Well, the bankruptcy bill already passed, so I suppose whether it's good or not is not a pressing issue, but
The Economist had an interesting analysis I hadn't seen mentioned before, which surprisingly was wary of the reform (surprisingly because
The Economist is unabashedly (classically) liberal in its economic viewpoints).
First, recount the arguments for tightening bankruptcy laws:
Economic theory says that making it easier to shrug off debts makes bankruptcy safer for borrowers, but increases the risk to creditors. The supply of credit shrinks: financial institutions, fearing more defaults, become less keen to lend at any given interest rate.

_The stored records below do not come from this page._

PR #14334, opened 2024-06-09
mac: compatibility for older dev tools

### LINKED ISSUE #14310: mpv 0.38.0 Cannot be Built on macOS 10.15
### Important Information

- mpv version: 0.38.0
- Platform version: macOS 10.15 w/ Xcode 12.4
- Meson version: 1.4.1

### Reproduction Steps

The IINA project is planning to use the latest version of mpv for the next release. As mpv claims to support macOS 10.15 or later in the current readme, we decide to build libmpv on a 10.15 mac as the dependency of IINA, and bump the system requirement for IINA to 10.15. We tried to build mpv without any custom flags to reproduce the issue:

- Install dependencies
- `meson setup build`
- `meson compile -C build`

### Expected Behavior

mpv should build normally.

### Actual Behavior

mpv failed to compile due to usage of newer macOS APIs. For instance:
https://github.com/mpv-player/mpv/blob/112fa549beb52ab3d75999c8d8a82936e13001c4/osdep/mac/log_helper.swift#L23
`Logger` is only available for macOS 11+.

See the attached `build_error.log` for more details.

### Log File

[build_error.log](https://github.com/user-attachments/files/15598765/build_error.log)
[meson_setup_build.log](https://github.com/user-attachments/files/15598767/meson_setup_build.log)
[meson-log.txt](https://github.com/user-attachments/files/15598768/meson-log.txt)

- [X] I produced the log file with the exact same set of parameters, and conditions used in "Reproduction Steps".

Akemi:
https://developer.apple.com/documentation/foundation/nslocking/4059821-withlock available from macOS 10.10 but xcode 14+ required. xcode 14.0 introduced swift 5.7

logger is a macOS 11 feature. ~~i hope the runtime check works like that.~~ otherwise the initialisation of the logger has to move to init or a computed property.

Fixes #14310

### DIFF
--- a/audio/out/ao_avfoundation.m
+++ b/audio/out/ao_avfoundation.m
@@ -254,9 +254,11 @@ static int init(struct ao *ao)
     }
 
     [p->synchronizer addRenderer:p->renderer];
+#if HAVE_MACOS_11_3_FEATURES
     if (@available(tvOS 14.5, iOS 14.5, macOS 11.3, *)) {
         [p->synchronizer setDelaysRateChangeUntilHasSufficientMediaData:NO];
     }
+#endif
 
     if (af_fmt_is_spdif(ao->format)) {
         MP_FATAL(ao, "avfoundation does not support SPDIF\n");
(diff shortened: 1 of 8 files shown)


uiryuu:
`AVSampleBufferAudioRendererOutputConfigurationDidChangeNotification` is a [macOS 12+ feature](https://developer.apple.com/documentation/avfoundation/avsamplebufferaudiorendereroutputconfigurationdidchangenotification), so this line must be behind a version check as well.
https://github.com/mpv-player/mpv/blob/5158a3d779ed5b6bcd41b4a0573847abc08dcb66/audio/out/ao_avfoundation.m#L318

Akemi:
@ruihe774 see comment above. how broken would avfoundation be without that notification on macOS <=12? is there a possible workaround for older versions or should we just put the whole ao behind a macOS 12 guard?

ruihe774:
> @ruihe774 see comment above. how broken would avfoundation be without that notification on macOS <=12? is there a possible workaround for older versions or should we just put the whole ao behind a macOS 12 guard?

Sorry for my late reply. According to the [doc](https://developer.apple.com/documentation/avfoundation/avsamplebufferaudiorendereroutputconfigurationdidchangenotification):

> The output configuration of the playback hardware might change during the playback session if other apps play content in different formats. In these cases, the media content format doesn’t match the hardware configuration which would produce suboptimal rendering of the enqueued media data. When the framework detects such mismatch it posts this notification, so an app can flush the renderer and re-enqueue the sample buffers from the current media playhead, which configures the hardware based on the format of newly enqueued sample buffers.

So it is completely OK ignoring this notification.

Akemi:
i added a build time and runtime checks for the two features that are used in avfoundation and need at least macOS 11.3 or 12.

Issue #13431, opened 2024-02-07
[BUG] Specific image file fails to open


KonoVitoDa:
### Important Information

- mpv v0.37.0-241-gfe0c181b
- Windows 10 Home 22H2 19045.3930
- [Source of the mpv binary](https://sourceforge.net/projects/mpv-player-windows/files/)
- NVIDIA GeForce GTX 1650 4GB VRAM | Driver: 551.23

### Reproduction steps
- Try to open the image file "42974757_p0.jpg" (848kb) by any method: terminal, drag and drop, playlist-next/prev, etc.
- File fails to load, and next file in directory is loaded isntead (I use autoload.lua)
### Expected behavior
- Image loads normally, like any other
### Actual behavior
- Image fails to load; it's the first and only one I ever found this issue
### Log file
[output.txt](https://github.com/mpv-player/mpv/files/14188632/output.txt)
[output no-config no-scripts.txt](https://github.com/mpv-player/mpv/files/14188619/output.no-config.no-scripts.txt)

### Sample files
![42974757_p0](https://github.com/mpv-player/mpv/assets/51209382/1df44916-0c2c-4c9d-9c45-9877dd92daef)
Must be this exact file (with 848kb). When I re-downloaded it from the source (Pixiv) or uploaded it to Imgur, the bug stopped to occur. Maybe the file is simply corrupted, but it opened normally on ImageGlass and Photoshop.

guidocella:
mpv detects it as mpegts, but not ffplay. It works with `--demuxer-lavf-format=jpeg_pipe`.

KonoVitoDa:
@guidocella So to always load this kind of file with no errors I just need to add ```demuxer-lavf-format=jpeg_pipe``` to my mpv.conf? Does it change/affect anything in other file formats?

guidocella:
No that would break playing anything other than jpg.

KonoVitoDa:
> No that would break playing anything other than jpg.

Oh, I see. So to don't face this kind of error again on this kind of file, what ```profile-cond``` I'm supposed to use? Make it apply to all jpg files?

guidocella:
I don't think you're gonna find other files like this one, I never encountered them before. I would just specify it manually for this file.

KonoVitoDa:
But if I want to be safe and apply that setting to all JPG files, would this affect them in any negative way?
[...]

Issue #13192, opened 2023-12-30
mpv shows black & white image instead of original JPEG


desbma:
### Important Information

- mpv version
0.36.0
- Linux Distribution and Version
Arch Linux x86-64 up to date
- Source of the mpv binary
https://archlinux.org/packages/extra/x86_64/mpv/

### Reproduction steps

I am using mpv as an image viewer.
Run `mpv --no-config --image-display-duration=inf --keep-open i.jpg` with the provided file.

### Expected behavior

The original colored image is shown. 

### Actual behavior

A white image is shown, for other images it is a black and white version of the image. It is easily reproducible with images generated by different smartphones.

It seems to be caused by some metadata embedded in the image, because if I run `jpegoptim --strip-all xxx.jpg` on the files, the issue does not happen, same if I extract the image stream and pipe it to mpv with `ffmpeg -i xxx.jpg -map v:1 -c:v copy -f matroska - | mpv -`

### Log file

https://x0.at/mnkH.log

### Sample files

Test image: https://x0.at/1Jrk.jpg

guidocella:
That is a 2-frame video, not an image.

desbma:
> That is a 2-frame video, not an image.

Isn't the black and white frame embedded in some file metadata ? 
`ffprobe` for example only detects a single `mjpeg` stream with a single frame, like all JPEG files.

I forgot to add, all other image viewers I tested display the colored file properly.

guidocella:
It does seem to play as an image even in ffplay. It sounds similar to https://github.com/mpv-player/mpv/issues/9920

desbma:
I'm not sure what you mean by "play as an image", but `ffplay` shows the proper colored image on my system, with a single frame, like it does with any other image file. 

Is there a way to pass a command line argument to make mpv only consider the "main" image ?

guidocella:
I mean that ffplay pauses. You can pass `--pause`.

guidocella:
I found another one of these: https://i.redd.it/2sc79fx2atkc1.jpeg
ffplay pauses on it but mpv plays a dark version as the second frame. Re-encoding it with imagemagick fixes it.

guidocella:
Bisected to 74e62ed2d1

If you remove the jpeg extension from these images, ffplay also plays them incorrectly.

kasper93:
For the record: 

Image formats that encapsulate gain map that can be applied on base image to reconstruct HDR.
https://developer.android.com/media/platform/hdr-image-format
[...]

PR #14342, opened 2024-06-11
Revert "demux_lavf: pass jpg filenames to ffmpeg for probing"

Dudemanguy:
d0aeca59189c44b3999cc7add9d23642a73fe188 started passing the file name to libavformat when probing for jpeg files so some weird edgecases would work. The problem with that commit is that it causes image2 to be picked which is blacklisted in demux_lavf (for good reason) and then it falls back to demux_mf. This works, but it breaks fetching several properties (demux-w, demux-h, etc.) since demux_mf is not capable of providing this information. That leads to subpar behavior in scripts (e.g. my own but there could easily be other people) that rely on this information that was previously available for the vast majority of well-behaved files. So revert it since it's basically a sledgehammer.

To address the two fringe cases that tried to fix, a couple of different approaches are used. One is just forcing `jpeg_pipe` on files with a `jpg` or `jpeg` extension that get detected as mpegts. I don't know if we even want this commit, but it would address that specific issue (#13431) without affecting anything else.

The other one is prohibits demux_lavf from sending more than one frame if the stream is detected as an image. I think this is pretty safe since mpv already changes its behavior a lot if it thinks the file is an image and a misdetection in that case would already be disastrous. However `demux_lavf` is perfectly capable of reading more packets regardless so all I did was prohibit reading more than one frame from the stream if it is detected as an image. This prevents mpv from displaying metadata and other stuff as frames like in #13192.

### DIFF
--- a/demux/demux_lavf.c
+++ b/demux/demux_lavf.c
@@ -465,18 +465,12 @@ static int lavf_check_file(demuxer_t *demuxer, enum demux_check check)
         }
     }
 
-    // HLS streams do not seem to be well tagged, so matching by MIME type is
-    // not enough - we need to strip the query string and match by their
-    // extensions. We also pass jpg filenames to fix issues like #13192 (jpgs
-    // being treated as videos due to a bogus second frame) and #13431 (jpgs
-    // misdetected as mpegts). We don't pass filenames otherwise to not
-    // misdetect files with a wrong extension, as described in 74e62ed2d1.
-    bstr ext = bstr_get_ext(mp_is_url(bstr0(priv->filename))
-                                ? bstr_split(bstr0(priv->filename), "?#", NULL)
-                                : bstr0(priv->filename));
+    // HLS streams seems to be not well tagged, so matching mime type is not
+    // enough. Strip URL parameters and match extension.
+    bstr ext = bstr_get_ext(bstr_split(bstr0(priv->filename), "?#", NULL));
     AVProbeData avpd = {
+        // Disable file-extension matching with normal checks, except for HLS
         .filename = !bstrcasecmp0(ext, "m3u8") || !bstrcasecmp0(ext, "m3u") ||
-                    !bstrcasecmp0(ext, "jpg") || !bstrcasecmp0(ext, "jpeg") ||
                     check <= DEMUX_CHECK_REQUEST ? priv->filename : "",
         .buf_size = 0,
         .buf = av_mallocz(PROBE_BUF_SIZE + AV_INPUT_BUFFER_PADDING_SIZE),
--- a/demux/demux_lavf.c
+++ b/demux/demux_lavf.c
@@ -1255,6 +1255,12 @@ static bool demux_lavf_read_packet(struct demuxer *demux,
     struct sh_stream *stream = info->sh;
     AVStream *st = priv->avfc->streams[pkt->stream_index];
 
+    // Never send additional frames for streams that are a single frame jpeg.
+    if (stream->image && !strcmp(priv->avif->name, "jpeg_pipe") && pkt->pos != 0) {
+        av_packet_unref(pkt);
+        return true;
+    }
+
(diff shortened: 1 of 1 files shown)


Dudemanguy:
Ah the approach in the last commit didn't work how I expected. Give me a bit.

guidocella:
mpv does not change behavior when demuxers detect an image, it is only used for minor things like not displaying the FPS. What changes the behavior is `player/video.c` setting `vo_c->is_sparse = true` when there's an EOF after the first frame, which is more reliable because it doesn't depend on a heuristic. With this patch misdetected images no longer play as video. One misdetection I know of is `bmp/numbers.bmp` in the FATE suite, after this patch only the first frame is played. So I think it would be safer to limit this check to files with a jpg extension.

Dudemanguy:
>One misdetection I know of is bmp/numbers.bmp in the FATE suite, after this patch only the first frame is played.

Isn't this PR better than the current behavior of "rapidly loop through all the frames and close"? Although I guess a problem is that this makes it impossible to see all the frames (e.g. with `--pause` and then frame stepping). I wonder if maybe mpv should just do an internal pause for an image although this would be a behavior change.

guidocella:
How is it better? numbers.bmp is a video that mpv misdetects as an image.

Dudemanguy:
I decided to drop the other commits and make this just the revert. Ideally this should be fixed in ffmpeg.

guidocella:
What's wrong with getting only the first frame of jpg images? It's fine not to hack around the mpegts edge case but smartphone photos not working is really annoying and they are unlikely to be fixed in ffmpeg any time soon if they've been broken until now.

Dudemanguy:
I restored that commit for only jpeg_pipe. I don't like the way the lavfi-complex thing is handled but not sure how else to do it.

player/loadfile.c
```diff
@@ -1467,8 +1468,10 @@ static int reinit_complex_filters(struct MPContext *mpctx, bool force_uninit)
     cleanup_deassociated_complex_filters(mpctx);
 
     if (mpctx->playback_initialized) {
-        for (int n = 0; n < mpctx->num_tracks; n++)
+        for (int n = 0; n < mpctx->num_tracks; n++) {
+            mpctx->tracks[n]->stream->max_packets = max_packets;
```
guidocella, line 1472: `mpctx->tracks[n]->stream->packets_read = 0;` here fixes enabling and disabling `--lavfi-complex` multiple times.

Dudemanguy: Actually I can simplify this to just a single boolean.

guidocella:
This still makes `--lavfi-complex` randomy fail.

```sh
magick rose: /tmp/rose.jpg
mpv --input-conf='memory://d cycle-values lavfi-complex "" "[vid1] [vid2] hstack [vo]"' /tmp/rose.jpg --external-file=/tmp/rose.jpg
```

This errors with
```
[ffmpeg] Parsed_hstack_0: Input 1 height 46 does not match input 0 height 64.
[ffmpeg] Parsed_hstack_0: Failed to configure output pad on Parsed_hstack_0
[lavfi] failed to configure the filter graph
```
after perssing d a random number of times.

Dudemanguy:
I realized it's easier to just check the pos of the packet in the stream instead.

guidocella (approved):

demux/demux_lavf.c
```diff
@@ -1261,6 +1255,12 @@ static bool demux_lavf_read_packet(struct demuxer *demux,
     struct sh_stream *stream = info->sh;
     AVStream *st = priv->avfc->streams[pkt->stream_index];
 
+    // Never send additional frames for streams that are a single frame jpeg.
+    if (stream->image && !strcmp(priv->avif->name, "jpeg_pipe") && pkt->pos != 0) {
```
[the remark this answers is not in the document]
kasper93: Good idea, to have it in one place.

Meanwhile, demand grows, because borrowers are more willing to take on even high interest payments. [...]
Conversely, tougher bankruptcy provisions mean lower interest rates for those who never declare bankruptcy. Those who fear they might go bust may have to cut back their borrowing. Fine, you might think, the virtuous are rewarded, while the profligate must watch their step.
So far so good. But there is a problem:
But what if borrowers' assets are at risk not because they are shopping till they drop or backing lame racehorses, but because they are trying to start a business? Entrepreneurs often have to give personal guarantees on loans to their fledgling firms. More than a few aspiring, but assetless, corporate titans have been forced to get their seed capital from Mastercard and Visa. Make bankruptcy more costly, and you make entrepreneurship less attractive.
They then go through a brief analysis of state-by-state laws on bankruptcy, and suggest that current evidence (though not necessarily reliable due to the number of factors involved) indicates that states with higher exemptions for e.g. a personal residence tend to both: 1) have higher interest rates due to the higher risk; but 2) have more entrepreneurs. The same is true when comparing to Europe, which has much stricter bankruptcy laws than even the new U.S. ones.
Now how such a complex market actually effects entrepreneurs in detail would require a lot of assumptions about (or studies on) the psychology of entrepreneurs and the dynamics of lending markets and startup markets. Perhaps the sort of person who takes bankruptcy laws into account when deciding what state to start his business isn't likely to be on the level, so encouraging those sorts of entrepreneurs isn't good. But perhaps some of those are just cautious rather than shady.
Hard to say a priori, but it's worth considering that tightening bankruptcy laws isn't necessarily unambiguously good even if you consider it only from a business standpoint:
At the very least, American policymakers ought to think carefully about the trade-off they are about to make. In stricter Europe, studies show, attitudes to risk are much more conservative. If in pursuit of a few profligates America ends up punishing the risk-takers who drive its widely envied entrepreneurial culture, that will be a bad bargain indeed.